Requirement » Set the listing down again, exactly as it stands below.

Extracted entries »
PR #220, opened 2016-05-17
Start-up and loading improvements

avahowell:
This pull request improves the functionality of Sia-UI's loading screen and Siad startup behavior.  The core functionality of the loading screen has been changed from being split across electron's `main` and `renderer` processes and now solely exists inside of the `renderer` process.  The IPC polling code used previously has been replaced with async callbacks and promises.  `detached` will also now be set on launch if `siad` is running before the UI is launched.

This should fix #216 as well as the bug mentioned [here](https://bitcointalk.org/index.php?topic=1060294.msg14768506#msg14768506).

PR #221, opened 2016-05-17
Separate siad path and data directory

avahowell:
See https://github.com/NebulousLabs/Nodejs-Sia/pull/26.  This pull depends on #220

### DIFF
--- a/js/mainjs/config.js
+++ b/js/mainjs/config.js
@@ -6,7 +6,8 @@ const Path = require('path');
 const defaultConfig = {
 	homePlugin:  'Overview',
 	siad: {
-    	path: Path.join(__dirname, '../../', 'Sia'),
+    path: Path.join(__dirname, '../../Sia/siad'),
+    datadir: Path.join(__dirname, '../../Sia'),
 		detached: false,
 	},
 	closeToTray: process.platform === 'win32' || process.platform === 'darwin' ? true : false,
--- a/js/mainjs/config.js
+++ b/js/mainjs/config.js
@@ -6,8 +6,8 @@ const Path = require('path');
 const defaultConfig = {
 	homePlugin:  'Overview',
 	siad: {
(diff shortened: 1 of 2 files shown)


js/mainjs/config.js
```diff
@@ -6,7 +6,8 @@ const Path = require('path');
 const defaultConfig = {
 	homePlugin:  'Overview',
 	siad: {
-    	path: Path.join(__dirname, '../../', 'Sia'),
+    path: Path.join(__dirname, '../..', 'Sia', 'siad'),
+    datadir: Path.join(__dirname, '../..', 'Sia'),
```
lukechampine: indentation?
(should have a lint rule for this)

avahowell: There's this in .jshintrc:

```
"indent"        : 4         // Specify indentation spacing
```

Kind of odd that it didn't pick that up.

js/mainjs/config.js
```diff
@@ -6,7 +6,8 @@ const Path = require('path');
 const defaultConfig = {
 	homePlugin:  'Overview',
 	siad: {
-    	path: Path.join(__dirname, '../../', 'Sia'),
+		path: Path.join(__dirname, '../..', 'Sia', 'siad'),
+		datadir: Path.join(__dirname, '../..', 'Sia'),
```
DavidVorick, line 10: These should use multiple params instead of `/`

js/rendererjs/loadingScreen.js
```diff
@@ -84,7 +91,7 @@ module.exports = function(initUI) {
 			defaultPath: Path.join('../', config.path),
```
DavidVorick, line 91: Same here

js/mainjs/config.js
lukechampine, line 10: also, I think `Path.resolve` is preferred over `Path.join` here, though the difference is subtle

Output for this exercise »
PR #220, opened 2016-05-17
Start-up and loading improvements

avahowell:
This pull request improves the functionality of Sia-UI's loading screen and Siad startup behavior.  The core functionality of the loading screen has been changed from being split across electron's `main` and `renderer` processes and now solely exists inside of the `renderer` process.  The IPC polling code used previously has been replaced with async callbacks and promises.  `detached` will also now be set on launch if `siad` is running before the UI is launched.

This should fix #216 as well as the bug mentioned [here](https://bitcointalk.org/index.php?topic=1060294.msg14768506#msg14768506).

PR #221, opened 2016-05-17
Separate siad path and data directory

avahowell:
See https://github.com/NebulousLabs/Nodejs-Sia/pull/26.  This pull depends on #220

### DIFF
--- a/js/mainjs/config.js
+++ b/js/mainjs/config.js
@@ -6,7 +6,8 @@ const Path = require('path');
 const defaultConfig = {
 	homePlugin:  'Overview',
 	siad: {
-    	path: Path.join(__dirname, '../../', 'Sia'),
+    path: Path.join(__dirname, '../../Sia/siad'),
+    datadir: Path.join(__dirname, '../../Sia'),
 		detached: false,
 	},
 	closeToTray: process.platform === 'win32' || process.platform === 'darwin' ? true : false,
--- a/js/mainjs/config.js
+++ b/js/mainjs/config.js
@@ -6,8 +6,8 @@ const Path = require('path');
 const defaultConfig = {
 	homePlugin:  'Overview',
 	siad: {
(diff shortened: 1 of 2 files shown)


js/mainjs/config.js
```diff
@@ -6,7 +6,8 @@ const Path = require('path');
 const defaultConfig = {
 	homePlugin:  'Overview',
 	siad: {
-    	path: Path.join(__dirname, '../../', 'Sia'),
+    path: Path.join(__dirname, '../..', 'Sia', 'siad'),
+    datadir: Path.join(__dirname, '../..', 'Sia'),
```
lukechampine: indentation?
(should have a lint rule for this)

avahowell: There's this in .jshintrc:

```
"indent"        : 4         // Specify indentation spacing
```

Kind of odd that it didn't pick that up.

js/mainjs/config.js
```diff
@@ -6,7 +6,8 @@ const Path = require('path');
 const defaultConfig = {
 	homePlugin:  'Overview',
 	siad: {
-    	path: Path.join(__dirname, '../../', 'Sia'),
+		path: Path.join(__dirname, '../..', 'Sia', 'siad'),
+		datadir: Path.join(__dirname, '../..', 'Sia'),
```
DavidVorick, line 10: These should use multiple params instead of `/`

js/rendererjs/loadingScreen.js
```diff
@@ -84,7 +91,7 @@ module.exports = function(initUI) {
 			defaultPath: Path.join('../', config.path),
```
DavidVorick, line 91: Same here

js/mainjs/config.js
lukechampine, line 10: also, I think `Path.resolve` is preferred over `Path.join` here, though the difference is subtle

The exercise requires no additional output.